Nonprofit organizations and for-profit companies are learning from each other. For decades, nonprofits have been encouraged by board members and donors alike to embrace best practices from business. This includes metrics for efficiency, strong fiduciary oversight, diversified streams of revenue, and effective talent management including competitive employee compensation and benefits.1 Increasingly, businesses are motivated by employees and consumers to pursue social impact goals that once were the domain of the charitable sector. Our research on the priorities and strategies of high-net-worth philanthropists provides further evidence of this trend.2 Whether through impact investing, taxable philanthropy, crowdfunding, social media campaigns, cause-related purchasing or another mission-aligned means, American businesses are leveraging nontraditional tools to create change in their communities and around the world.
This update seeks to explore cause-related purchasing and its potential impact on traditional charitable organizations as an example of the convergence of business and philanthropy. Often referred to as conscious consumerism, this combination of profit and purpose has fueled the rise of companies that not only generate financial returns but also provide positive social impact through sales of goods and services.
This convergence is fueled by the 78% of Americans of all ages who believe that companies must do more than make money, they also must leave a positive impact on society.

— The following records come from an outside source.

PR #1155, opened 2021-05-18
Fix same thought duplicate alert regression

shresthabijay:
fixes regression introduced by #1132 

# Changes
- Add rank check to find a duplicate. Prevent checking the value of thought with itself.


raineorshine (approved):

raineorshine:
Thank you!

This convergence is fueled by the 78% of Americans of all ages who believe that companies must do more than make money — they also must leave a positive impact on society.3 As indicated in the Global Corporate Sustainability Report, millennial consumers are more likely than older age groups to prefer products tied to a sustainable brand.4 Accordingly, this trend is likely to gain additional momentum as millennials increase their economic power. Millennials are the fastest growing group in the workforce with approximately 80 million participants who already control an estimated $1 trillion of U.S. consumer spending.5 The United States is not alone in experiencing this phenomenon, as many socially conscious companies are well-known and emerging globally. “Nonprofit leaders must factor this emerging trend, including conscious consumerism, into their strategic plans for 2020 and beyond.” says Dianne Chipps Bailey, National Philanthropic Strategy Executive at Bank of America.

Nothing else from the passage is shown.